**Work item**
Copy out every line of the data where the word "engine" is found.

**Task data**
PR #647, opened 2019-01-11
Add a very simple selfplay example binary

tommadams:


cc/simple_example.cc
```diff
@@ -0,0 +1,95 @@
...
+              "inference engine. For engine=tf, the model should be a GraphDef "
+              "proto. For engine=lite, the model should be .tflite "
+              "flatbuffer.");
+DEFINE_int32(num_readouts, 100,
+             "Number of readouts to make during tree search for each move.");
+
+namespace minigo {
+namespace {
+
+void SimpleExample() {
```
amj: If this is the 'demonstration example' it might be worth giving a preamble or introduction indicating what the overall goal is and what ways the example might be extended (threading, auto-updating things, writing sgfs or examples, whatever).  I'm not sure how much the second part is necessary -- 'negative' comments are weird -- but it might be worth calling out how its different from its larger counterpart.

tommadams: done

**Response to the task**
+              "inference engine. For engine=tf, the model should be a GraphDef "
+              "proto. For engine=lite, the model should be .tflite "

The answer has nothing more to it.